__What you need to do__.
Copy out every line of the data that has the word "write" somewhere in it.

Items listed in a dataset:
++++++++++++++++++++

PR #142, opened 2023-08-06
kde: replace `kdeglobals` with `Kvantum` theme

bluskript:
The current KDE theming system is pretty unreliable (dolphin and many other programs ignore the theme and a lot of the time the apps that do theme are completely unreadable), I always found kvantum to give a lot more pleasant themes. So, I based this off of Catppuccin's kvantum theme and it turned out to work pretty well.

It isn't perfect, and there's some weirdnesses in some colorschemes sometimes, but that's kind of how all of base16 is.

Here's Dolphin, OpenRGB, and Strawberry open all themed correctly (Strawberry is QT6 so that works too!)
image
image
image
image


bluskript:
One thing to note, I needed to use `qt5ct` to manually set the icon theme, before this dolphin showed no icons and it was very bad. I'm not sure, what should the default behavior be? Should be have some kind of icon setting feature?

danth:
> dolphin and many other programs ignore the theme

This is unusual because when I tested the original implementation, Dolphin followed the Stylix theme without any issues. Even the folder icons were coloured to match the theme. This was on a fresh installation, so I'm wondering if there could be some settings left behind in your home directory which cause it to use parts of an old theme?

> I needed to use `qt5ct` to manually set the icon theme, before this dolphin showed no icons and it was very bad

This is something which will need to be handled automatically. As a start, would it be possible to have it always set the default icon theme?

Kasper24:
I think this needs some tweaking


I think rather than changing the text color here, it would make more sense to use a darker color for active menu item. 
Stylix gtk in comprassion:
image

modules/kvantum/hm.nix
```diff
@@ -0,0 +1,41 @@
...
+      mkdir -p $out/share/Kvantum/Base16Kvantum
+      cat ${kvconfig} >>$out/share/Kvantum/Base16Kvantum/Base16Kvantum.kvconfig
+      cat ${svg} >>$out/share/Kvantum/Base16Kvantum/Base16Kvantum.svg
+    '';
+  in {
+    home.packages = with pkgs; [
+      qt5ct
+      libsForQt5.qtstyleplugin-kvantum
+      qt6Packages.qtstyleplugin-kvantum
+      kvantumPackage
```
oddlama, line 29: These should be added automatically by home-manager

jh-devv:
+1

modules/kvantum/hm.nix
bluskript: After trying this, I noticed that configuring the icon theme reliably becomes quite a lot harder, so I would like to keep this using qt5ct. If a method to set icon themes reliably without qt5ct is found, I'm open to make changes to this PR.

bluskript:
> This is something which we will need to be handle automatically. As a start, would it be possible to have it always set the default icon theme?

@danth I addressed this issue with my latest commit, with these changes I think this should be ready.

modules/kvantum/hm.nix
```diff
@@ -0,0 +1,70 @@
+{
+  pkgs,
+  config,
+  lib,
+  ...
+}: {
+  options.stylix.targets.kvantum = {
```
danth, line 7: Kvantum is more of an implementatiion detail rather than something which is being themed. Would it be sensible to either combine this with the existing KDE target, or rename it to QT since it presumably has an effect outside of KDE too?

modules/kvantum/kvconfig.mustache
```diff
@@ -0,0 +1,466 @@
+[%General]
+author=Bluskript based on Catppuccin Frappe Mauve theme
```
danth, line 2:
```suggestion
author={{scheme-author}}
```

danth: Actually not sure whether this is better as the scheme author, or how it is now. I'll leave it up to you whether you want to change this :)

nonetrix:
Isn't applying for me at all oddly, but it does setup Kvantum 
image

modules/kvantum/hm.nix
```diff
@@ -0,0 +1,70 @@
...
+
+    qt = {
+      enable = true;
+      platformTheme = "qtct";
+    };
+
+    xdg.configFile."Kvantum/kvantum.kvconfig".source = (pkgs.formats.ini {}).generate "kvantum.kvconfig" {
+      General.theme = "Base16Kvantum";
+    };
+
```
fred21O4, line 51:
```suggestion
   xdg.configFile."Kvantum/Base16Kvantum".source = "${kvantumPackage}/share/Kvantum/Base16Kvantum";
```
This seems to be required for kvantum to find the theme.
should fix the issue nonetrix was having in https://github.com/danth/stylix/pull/142#issuecomment-1856755713

modules/kvantum/hm.nix
bluskript: I renamed the target to QT. I agree it makes more sense, KDE should contain only KDE specific integrations.

Suyashtnt:
I'm having some weird theming issues within Anki right now. Would this change fix this?
image

Maybegus:
+1

musjj:
Are there any blockers here? Would love to see this merged.

nonetrix:
> I'm having some weird theming issues within Anki right now. Would this change fix this? image

Anki is always kinda weird with theming, somewhat need to theme it itself with extension that I forgot the name of. But mostly because of how a lot of the UI is just QTWebEngine which is pretty much Chromium. Not sure if this is related though

donovanglover:
Been using this branch for a few now months, thanks :+1: 

Can you rebase? Would prevent having to overlay [base16-schemes](https://github.com/donovanglover/nix-config/commit/71a1350732a9eb7e28b7aa76d30870a2621323b3)

Jackaed:
These changes don't seem to allow for a way of configuring your icon theme within qt. Could this be added?

Jackaed:
I created a PR on bluskript's fork implementing a change that allows you to choose a qt icon theme name: https://github.com/bluskript/stylix/pull/1

trueNAHO (changes requested):
https://github.com/danth/stylix/actions/runs/8805443699/job/24168037720 is failing due to the following error:

```log
Run nix -L build github:danth/stylix/6bc871ab352c9f18d1179daab9e392a4d46393af#packages.x86_64-linux.docs
error:
         at <nix/derivation-internal.nix>:9:12:
            8|
            9|   strict = derivationStrict drvAttrs;
             |            ^
           10|

         whose name attribute is located at /nix/store/fszphhr0kc59brk510m3a579vjbjdy2s-source/pkgs/stdenv/generic/make-derivation.nix:331:7

         at /nix/store/asb4arhjw61wksx4rx5nvfh6r17ic1rb-source/docs/default.nix:44:3:
           43|
           44|   patchPhase = ''
             |   ^

       error: A definition for option `qt.platformTheme' is not of type `null or one of "gtk", "gtk3", "gnome", "lxqt", "qtct", "kde"'. Definition values:
       - In `/nix/store/1765xncabqjkvnqb8gngcn39bfghl6lv-modules/qt/hm.nix':
           {
             name = "qtct";
           }
Error: Process completed with exit code 1.
```

The testbeds are failing for the same reason:

```log
Run nix -L build github:danth/stylix/6bc871ab352c9f18d1179daab9e392a4d46393af#packages.x86_64-linux.testbed-gnome-dark
error:
         at <nix/derivation-internal.nix>:9:12:
            8|
            9|   strict = derivationStrict drvAttrs;
             |            ^
           10|

       … while evaluating derivation 'testbed-gnome-dark'
         whose name attribute is located at /nix/store/fszphhr0kc59brk510m3a579vjbjdy2s-source/pkgs/stdenv/generic/make-derivation.nix:331:7

       … while evaluating attribute 'text' of derivation 'testbed-gnome-dark'
         at /nix/store/fszphhr0kc59brk510m3a579vjbjdy2s-source/pkgs/build-support/trivial-builders/default.nix:103:17:
          102|       ({
          103|         inherit text executable checkPhase allowSubstitutes preferLocalBuild;
             |                 ^
          104|         passAsFile = [ "text" ]

       error: A definition for option `virtualisation.vmVariant.home-manager.users.guest.qt.platformTheme' is not of type `null or one of "gtk", "gtk3", "gnome", "lxqt", "qtct", "kde"'. Definition values:
       - In `/nix/store/1765xncabqjkvnqb8gngcn39bfghl6lv-modules/qt/hm.nix':
           {
             name = "qtct";
           }
Error: Process completed with exit code 1.
```

Jackaed:
Oh this is my fault, `qt.platformTheme` has been renamed to `qt.platformTheme.name` on unstable but I imagine that hasn't happened on stable yet. If you change it back, you get a warning on unstable but it still works.

Jackaed:
@bluskript I've made a fix for this on your repo, please merge it and this should fix the build failure

modules/sway/hm.nix
```diff
@@ -57,7 +57,7 @@ in {
         output."*".bg = "${config.stylix.image} fill";
 
         seat."*" = {
-          xcursor_theme = "${config.stylix.cursor.name} ${toString config.stylix.cursor.size}";
+          xcursor_theme = "\"${config.stylix.cursor.name}\" ${toString config.stylix.cursor.size}";
```
trueNAHO, line 60: Would it not be simpler to remove the escaped double quote:

```suggestion
          xcursor_theme = ''"${config.stylix.cursor.name}" ${toString config.stylix.cursor.size}'';
```

modules/qt/hm.nix
```diff
@@ -0,0 +1,63 @@
...
+    kvconfig = config.lib.stylix.colors {
+      template = ./kvconfig.mustache;
+      extension = ".kvconfig";
+    };
+    svg = config.lib.stylix.colors {
+      template = ./kvantum-svg.mustache;
+      extension = "svg";
+    };
+    kvantumPackage = pkgs.runCommandLocal "base16-kvantum" {} ''
+      mkdir -p $out/share/Kvantum/Base16Kvantum
```
trueNAHO, line 27: Preferably use long flags:

```suggestion
      mkdir --parents $out/share/Kvantum/Base16Kvantum
```

modules/qt/hm.nix
```diff
@@ -0,0 +1,63 @@
...
+      cat ${kvconfig} >>$out/share/Kvantum/Base16Kvantum/Base16Kvantum.kvconfig
+      cat ${svg} >>$out/share/Kvantum/Base16Kvantum/Base16Kvantum.svg
```
trueNAHO, line 29: Would an arguably faster and simpler `cp` not work as well:

```suggestion
      cp --dereference "${kvconfig}" "$out/share/Kvantum/Base16Kvantum/Base16Kvantum.kvconfig"
      cp --dereference "${svg}" "$out/share/Kvantum/Base16Kvantum/Base16Kvantum.svg"
```

Or does the data need to be appended?

modules/qt/hm.nix
```diff
@@ -0,0 +1,63 @@
...
+    '';
```
trueNAHO, line 30: Maybe we should extract the common base directory as follows:

```suggestion
    kvantumPackage = let
      directory = "${builtins.placeholder "out"}/share/Kvantum/Base16Kvantum";
    in
      pkgs.runCommandLocal "base16-kvantum" {} ''
        mkdir --parents "${directory}"

        cp --dereference "${kvconfig}" "${directory}/Base16Kvantum.kvconfig"
        cp --dereference "${svg}" "${directory}/Base16Kvantum.svg"
      '';
```

Can someone verify whether the use of the `builtins.placeholder` still requires the `mkdir` statement?

trueNAHO (changes requested):

modules/qt/hm.nix
danth: This may be simpler to write as a Bash variable:

```suggestion
    kvantumPackage = pkgs.runCommandLocal "base16-kvantum" {} ''
      directory="$out/share/Kvantum/Base16Kvantum"
      mkdir -p "$directory"
      cat ${kvconfig} >>"$directory/Base16Kvantum.kvconfig"
      cat ${svg} >>"$directory/Base16Kvantum.svg"
    '';
```

This way also reduces duplication in the generated script.

modules/qt/hm.nix
bluskript: mkdir -p is used in a lot more places but i will make the change
image

trueNAHO (approved):
I didn't test this, but LGTM.

exzombie:
I rebased on release-23.11 for my tests, and it seems to work pretty well for the majority of apps, as far as I can tell with a quick check. Until now, I found two quirks:
- Okular appears to have an independent color scheme setting. One needs to manually select `Settings→Color Scheme→Kvantum`. Perhaps something can be done so that the `Default` setting would be equivalent?
- Gwenview doesn't work, see the screenshot below. The menu contains entries for the theme under `Menu→More→View`, but they are disabled.

image

danth:
The previous implementation based on `kdeglobals` also themed desktop elements on KDE such as window decorations and panels (when it was working correctly). This does not appear to be possible using Kvantum.

exzombie:
You're right. The machine where I applied the HM+stylix configuration was pretty fresh, no stylix nor any other previous configuration. Now, I tried applying the same configuration to another machine which was previously manually configured, and both Gwenview and Okular worked as they are supposed to. There was a residual `kdeglobals` file there, not present in the first machine. After removing the `kdeglobals` file, Okular and Gwenview looked broken the same way as on the first machine.

So, it looks like this PR will need to include `kdeglobals` to at least configure the colors, even if the majority of work is delegated to Kvantum.

danth:
The issue with the original implementation may also be caused by a similar problem.

Using the testbed VM, the original implementation always themes KDE fully, once you have restarted Home Manager due to the fact that it can only apply the configuration while KDE is running.

Perhaps we should put more work into improving the way `kdeglobals` is managed before resorting to Kvantum?

KDE has a high number of settings across different files, any of which could be causing `kdeglobals` not to apply correctly on a system with existing state.

e-tho:
>Perhaps we should put more work into improving the way kdeglobals is managed before resorting to Kvantum?

Isn't `kdeglobals` a different problem from the Kvantum module?

The theming of Qt applications should be DE agnostic, just like the Gtk module.
Different desktop environments could then use their own Qt implementation by overwriting the `QT_QPA_PLATFORMTHEME` variable. 
For example: `plasma-integrations` for KDE, `qgnomeplatform`, for Gnome and `qtct` for WMs/Compositors.

This would unblock the situation regarding this PR and shift the responsibility for integration to the desktop environment in their respective modules.

danth:
The following screenshots were taken after restarting a few services to get `kdeglobals` to apply fully. The need to restart is not relevant to whether we merge this PR, since it occurs on the `master` branch too.

Original appearance:

image

Appearance with this PR:

image

The only major blocker now is that the icons are dark on a dark background, which makes them very difficult to see.

The Kvantum theme does look worse than Breeze IMHO, however since `kdeglobals` is still configured we can presumably still access Breeze when using KDE by disabling this new target. In the future, we can add a proper option to switch between Breeze/Adwaita/other designs (see the issue linked in my previous comment).

Looking forward to getting this merged so we can have proper Qt support across all desktop environments :)

Jackaed:
I feel like the ideal solution to the icons issue would be to add a single system-wide icon theme setting that would apply for both GTK and Qt, as well as applying for individual applications with their own icon settings like Fuzzel, but I understand if that's considered out of scope, at least for this individual PR/issue.

Jackaed:
Could you not set `qtct` to use `Breeze` on all platforms, and then just theme Breeze through `kdeglobals`? Would that not then work on all platforms? Sorry I'm not too familiar with how this works on the backend.

NovaViper:
🤔 Maybe we can look at how the [HM module, Plasma-Manager](https://github.com/pjones/plasma-manager) handles applying themes (icons, lookAndFeel, etc.) for KDE Plasma? This module in particular seems to do a good job in applying themes for Plasma 6 (which stylix currently has trouble applying, related to #350)

Jackaed:
Okay so I've done some more testing, it is possible to get it working with `kdeglobals` if you install `libsForQt5.plasma-workspace`, set `style` to `Breeze` and set your theme to `default`, and run `plasma-apply-lookandfeel --apply stylix`. Proof of this working on Hyprland:

image

This is a bit of a hack and I don't think it's how we should choose to do things - instead, I think the best way would be to use qt5ct's "custom" color settings as a target, which means we don't depend on `Kvantum`. I also imagine the settings for theming through `qt5ct` are similar to doing it through `kdeglobals`.

Jackaed:
Okay more testing with `qt5ct` makes me realize that certain applications seem to get their colors from the global theme regardless of your choice of colors for qt5ct. It might be that my hacky way of doing things isn't as bad as I initially thought.

Jackaed:
This is such a mess. Firstly, I can only get `plasma-apply-lookandfeel --apply stylix` to work if my current directory is `.nix-profile`. Won't even allow an objective path.

If I try and get it working without qt5ct, I get something like this when using the command `QT_QPA_PLATFORMTHEME=kde QT_STYLE_OVERRIDE=Breeze dolphin`:

image

I can get it to work with qt5ct, and get the screenshot in my above post, but I'm not configuring my colors through qt5ct in that instance, I'm just telling it to use the system defaults, but it seems to just work.

Make it make sense, I'm losing my mind over this.

Jackaed:
OKAY so I've finally gotten it working in the same way that it works on KDE on a non-kde system. The thing I was missing is that in order for `QT_QPA_PLATFORMTHEME=kde` to work, you need to have `libsForQt5.plasma-integrations` installed.

Home-manager will install this for you if you set `qt.platformTheme="kde", but also installed `libsForQt5.systemsettings` which I think is undesirable for most people not on KDE.

When you do so, the theming information is then read in from `kdeglobals`. Therefore, in order to get stylix working as intended on other systems, we just need to write what we've been writing to `.nix-profile/share/color-schemes/<theme-name>.colors` to `.config/kdeglobals` and everything seems to work more or less as intended. 

You obviously also need to set `QT_STYLE_OVERRIDE=Breeze` and have Breeze installed for this to work, but then you get pretty much identical functionality to what you get on KDE, including proper coloring of icons.

Apologies if none of this is new information but I've gone down the rabbit hole at this point, so I figured I may as well write it up.

Jackaed:
@danth Sure, I'll have a look and see what I can do. Reading through the code, there's a few things that I'm not sure I fully understand - not sure that github issues is the right place to discuss that, can we speak on matrix?

danth:
Absolutely, feel free to use either the public chat [#stylix:danth.me](https://matrix.to/#/#stylix:danth.me) or message me directly [@danth:danth.me](https://matrix.to/#/@danth:danth.me)

donovanglover:
Now that 24.05 is stable, we can change `qt.platformTheme` back to `qt.platformTheme.name` to remove the build warning.

modules/qt/hm.nix
```diff
@@ -0,0 +1,64 @@
...
+    };
+    kvantumPackage = pkgs.runCommandLocal "base16-kvantum" {} ''
+      directory="$out/share/Kvantum/Base16Kvantum"
+      mkdir --parents "$directory"
+      cat ${kvconfig} >>"$directory/Base16Kvantum.kvconfig"
+      cat ${svg} >>"$directory/Base16Kvantum.svg"
+    '';
+  in {
+    home.packages = with pkgs; [
+      qt5ct
```
donovanglover, line 34:
```suggestion
      libsForQt5.qt5ct
```
Fixes `error: 'qt5ct' has been renamed to/replaced by 'libsForQt5.qt5ct'` in a recent nixos-unstable update

MatthewCroughan:
What is blocking the merge of this generally?

trueNAHO:
> What is blocking the merge of this generally?

Is it possible to rebase this PR on top of `master` to simplify the manual testing process? I am encountering some errors when trying to replace my Stylix input from 04afcfc0684d9bbb24bb1dc77afda7c1843ec93b with e53d92d442abfd8706ebff9afa4cdeeba8206159. However, this problem could just be a result of my setup.

trueNAHO:
> Feel free to try [my fork](https://github.com/donovanglover/stylix) or use `curl https://github.com/donovanglover/stylix/commit/87612ee1cb96cc820abfdeba3724877141fcc4fa.patch | git am` with your own repo

This PR successfully builds on my setup after setting `programs.kitty.enable = false;`, as I require commit f95022bb6e74 ("stylix: downgrade and lock tinted-kitty input (#589)").

Unless the original author, @bluskript, is willing to take over this PR again, it might be better to supersede it with a new one that is properly rebased on top of `danth/master`.

Does @donovanglover's fork resolve the issue mentioned in https://github.com/danth/stylix/pull/142#discussion_r1817980036?

Please give proper credit in the squashed commit message of this rather old PR by giving `Blusk <bluskript@gmail.com>` honorable commit authorship and crediting the following work at the end of the commit body:

```
Co-authored-by: Jackaed <ed.andy.jackson@gmail.com>
Reviewed-by: Daniel Thwaites <danthwaites30@btinternet.com>
```

It might be good to re-confirm Daniel (@danth) and NAHO's (@trueNAHO) credit tags before merging into `danth/master`.

---

@donovanglover, do you want to take over this PR?

donovanglover:
I'm quite busy at the moment but anyone is free to continue working on this

bluskript:
Hi, I don't really use NixOS or Github much anymore so I can't really test the features, but I rebased this branch onto master, although it still needs someone to actually test if it still works. If further changes are needed someone else taking the PR would make sense I think.

The main blocker for this PR iirc is that it's unclear if it actually improves QT theming in a lot of cases, in some places it actually causes regressions like in Anki but I haven't had the time to investigate why. QT theming is just really confusing.

MatthewCroughan:
I've been testing it a bit @bluskript, thanks for the rebase! qbittorrent-qt5 formerly worked fine with this PR, but now that Nixpkgs has dumped qbittorrent-qt5 in favour of qt6, it renders incorrectly with this PR as can be seen in the image. Qt5 applications like `paraview` look fine though.

image

Jackaed:
@danth having done some more research into this, I'm in a bit of a bind. It seems like the Breeze theme reads it's color palette information directly from the `kdeglobals` file. This gives two options - either find some way to mutate `kdeglobals` without causing problems (this is essentially incompatible with Nix - you would need to be able to mutate certain parts of the file through Nix code while leaving the rest entirely unchanged), or use either qt5ct/qt6ct or Kvantum. Kvantum looks worse than Breeze IMO, and qt5ct/qt6ct seems to have some issues as well. Either way, it's really, really not ideal, and I have no clue why the KDE people did it this way. I would suspect that qt5ct and qt6ct are the way to go - they're almost entirely designed for this purpose, but it's pretty damn frustrating that this is the best option.

timonteutelink:
@danth Any blockers on this?

Mikilio:
I am a bit late to the discussion, but I really want this PR to complete, so I'd like to help in any way possible.
Firstly, I don't use KDE, so I am clearly biased towards just merging Kvantum theming. I do understand that KDE people prefer a solution that relies on the `kdeglobals`. As @Jackaed has pointed out, this requires somehow to mutate only parts of the file. The usual approach for this is to generate the entire file with nix and use an overlayfs similar to `environment.etc` in NixOS or some files in home-manager. Either way, this should wait until both NixOS and home-manager make a module for this.

What I would like to push for here is that Kvantum is necessary for anyone using Qt apps without KDE. So it should be enabled for everyone that is not using KDE. The handling for `kdeglobals` could and should be improved in a separate PR, and this PR should finally give non KDE users what they need without stepping on anyone's feet.

@danth @trueNAHO If this approach is acceptable, I will proceed to review and edit this PR.

Jackaed:
> I am a bit late to the discussion, but I really want this PR to complete, so I'd like to help in any way possible.
> Firstly, I don't use KDE, so I am clearly biased towards just merging Kvantum theming. I do understand that KDE user prefer a solution that relies on the `kdeglobals`. As @Jackaed has pointed out, this requires somehow to mutate only parts of the file. The usual approach for this is to generate the entire file with nix and use an overlayfs similar to `environment.etc` in NixOS or some files in home-manager. Either way, this should wait until both NixOS and home-manager make a module for this.
> 
> What I would like to push for here is that Kvantum is necessary for anyone using Qt apps without KDE. So it should be enabled for everyone that is not using KDE. The handling for `kdeglobals` could and should be improved in a separate PR, and this PR should finally give non KDE users what they need without stepping on anyone's feet.
> 
> @danth @trueNAHO If this approach is acceptable, I will proceed to review and edit this PR.

Tbh the main issue I have with this PR is that I don't think Kvantum looks as good as Breeze. But I think that merging this would be absolutely fine especially if we kept the two different theming mechanisms behind a configurable setting. 

Also, does the current state of the module work for KDE users as-is? My understanding is that it does, since it can use `plasma-apply-lookandfeel` or whatever the command is. So maybe merging this as an option for non KDE users fixes all of our problems entirely.

I'm fairly close to giving up on making Breeze properly themable without using KDE. You end up having to install half the desktop environment to get it and I'm left with a bunch of crap I didn't want, like the KDE settings menu. 

TL;DR this is a good idea.

nonetrix:
> I am a bit late to the discussion, but I really want this PR to complete, so I'd like to help in any way possible. Firstly, I don't use KDE, so I am clearly biased towards just merging Kvantum theming. I do understand that KDE user prefer a solution that relies on the `kdeglobals`. As @Jackaed has pointed out, this requires somehow to mutate only parts of the file. The usual approach for this is to generate the entire file with nix and use an overlayfs similar to `environment.etc` in NixOS or some files in home-manager. Either way, this should wait until both NixOS and home-manager make a module for this.
> 
> What I would like to push for here is that Kvantum is necessary for anyone using Qt apps without KDE. So it should be enabled for everyone that is not using KDE. The handling for `kdeglobals` could and should be improved in a separate PR, and this PR should finally give non KDE users what they need without stepping on anyone's feet.
> 
> @danth @trueNAHO If this approach is acceptable, I will proceed to review and edit this PR.

You can just set `QT_QPA_PLATFORMTHEME=kde` and install a few KDE things, that has worked for me at least on Arch but haven't tried Nix. Afterwards you can use `plasma-apply-colorscheme` and there's a whole bunch of commands similar to that you can find with tab complete, for some reason the command to change icons was hidden under `/usr/lib/plasma-changeicons` though. It might cause issues? But I've actually had less sense using this instead of Kvantum personally, all I want is a color scheme so it works out fine for me

Mikilio:
I intend to only enable Kvatum if none of the following are enabled:
- KDE
- GNOME
- LXQt

Which means I want to make this PR into something that is obsolete for anyone using the above.
Just give me a thumbs up if you agree.

trueNAHO:
> Tbh the main issue I have with this PR is that I don't think Kvantum looks as good as Breeze. But I think that merging this would be absolutely fine especially if we kept the two different theming mechanisms behind a configurable setting.

Currently, Stylix leverages several themes. Ideally, in the future, all popular themes would be supported and could be globally selected with something like `stylix.theme = "Kvantum";` or `stylix.theme.kvantum = true;`. However, it might be better to re-consider this once the following task has been resolved:

> - [ ] **(4)** Support base24 scheme [7] and Vim highlight groups [5] to resolve styling inconsistencies
>
> [5]: https://github.com/danth/stylix/issues/249
> [7]: https://github.com/danth/stylix/issues/252
>
> -- [NAHO, "Roadmap"](https://github.com/danth/stylix/issues/534#issue-2490009394)

> What I would like to push for here is that Kvantum is necessary for anyone using Qt apps without KDE. So it should be enabled for everyone that is not using KDE. The handling for `kdeglobals` could and should be improved in a separate PR, and this PR should finally give non KDE users what they need without stepping on anyone's feet.

Sorry for having lost track of the plan. Is the plan to add standalone support for the Kvantum theme?

> @trueNAHO If this approach is acceptable, I will proceed to review and edit this PR.

In that case, this approach sounds good to me.

> I intend to only enable Kvatum if none of the following are enabled:
>
> * KDE
> * GNOME
> * LXQt
>
> Which means I want to make this PR into something that is obsolete for anyone using the above. Just give me a thumbs up if you agree.

Considering the blockers of this PR, it seems good to guard against these known these problems.

ppenguin:
Just as another datapoint (test result): I've had the configuration that is set by the module in this PR configured for a long time, but it never actually worked. In my case I have set `stylix` (and the corresponding base16 scheme) to _OutrunDark_, which is a pretty obvious dark theme. As an example, `kvantummanager` is correctly themed, but e.g. `filelight` never has been. 

However, when I do the following (and only then), `filelight` is also correctly themed:
```
> nix-shell -p kdePackages.plasma-workspace
fetching path input 'path:/nix/store/7hw19rbs6p20l2gxbf13la04pcs2znmz-source'
warning: Nix search path entry '/nix/var/nix/profiles/per-user/root/channels' does not exist, ignoring

[nix-shell:~]$ plasma-apply-colorscheme OutrunDark
Successfully applied the color scheme OutrunDark to your current Plasma session

[nix-shell:~]$ filelight 
qrc:/ui/OverviewPage.qml:11:1: QML OverviewPage: Created graphical object was not placed in the graphics scene.
The cached device pixel ratio value was stale on window update.  Please file a QTBUG which explains how to reproduce.
```

Interestingly, if I choose `plasma-apply-colorscheme Kvantum` the background colours of apps are incorrect (grey instead of dark blue), even though in `kvantummanager` the shown theme is in fact `OutrunDark`, which is if I understand correctly actually defined trough `stylix.base16scheme = "${pkgs.base16-schemes}/share/themes/outrun-dark.yaml";` and then via this PR's `kvconfig` logic.

So it seems the HM config logic is still missing one step, i.e. the one that is applied by `plasma-apply-colorscheme`, though I have no idea what it actually does and where this information is held? And whether it relies on (mandatory?) deps pulled in by `plasma-workspace` (It appears though that after using `plasma-apply-colorscheme` once, it also works outside of the `nix-shell`, so the latter seems to be a negative.)

Mikilio:
For anyone interested in kvantum theming, check out my PR #780. Note the [requirements](https://github.com/danth/stylix/pull/142#issuecomment-2589320832) for it to have an effect.
For DE specific Qt theming, please open an issue.
Unfortunately, I really lack the motivation to implement changes that have no effect on my setup.

ppenguin:
> For anyone interested in kvantum theming, check out my PR #780. Note the [requirements]

Hey thanks, that seems to polish this PR to be useful ootb.

> (https://github.com/danth/stylix/pull/142#issuecomment-2589320832) for it to have an effect (it might still work anyway, but I only give guarantees if these are met). For DE specific Qt theming, please open an issue. Unfortunately, I really lack the motivation to implement changes that have no effect on my setup.

The point I tried to make above is that I do seem to satisfy the requirements, but the colour scheme has never correctly worked for Qt6 apps _until_ I manually executed `plasma-apply-colorscheme` once. The icon theme in e.g. the file browser of filelight is still not applied, even though my config does pretty much everything this PR's module does. So I would be interested in understanding what it does so we might be able to force the same outcome with `stylix/HM`.

I'll try applying #780 when I find some time and see whether anything changes. (Tough I'd still need to know where the changes applied by `plasma-apply-colorscheme` are actually stored?)

trueNAHO:
Closing this PR in favor of commit https://github.com/danth/stylix/commit/b7f50a56c3ccda1e6020e62b77a9f9ea80d6a656.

++++++++++++++++++++

__Response__.
danth: This may be simpler to write as a Bash variable:
When you do so, the theming information is then read in from `kdeglobals`. Therefore, in order to get stylix working as intended on other systems, we just need to write what we've been writing to `.nix-profile/share/color-schemes/<theme-name>.colors` to `.config/kdeglobals` and everything seems to work more or less as intended. 
Apologies if none of this is new information but I've gone down the rabbit hole at this point, so I figured I may as well write it up.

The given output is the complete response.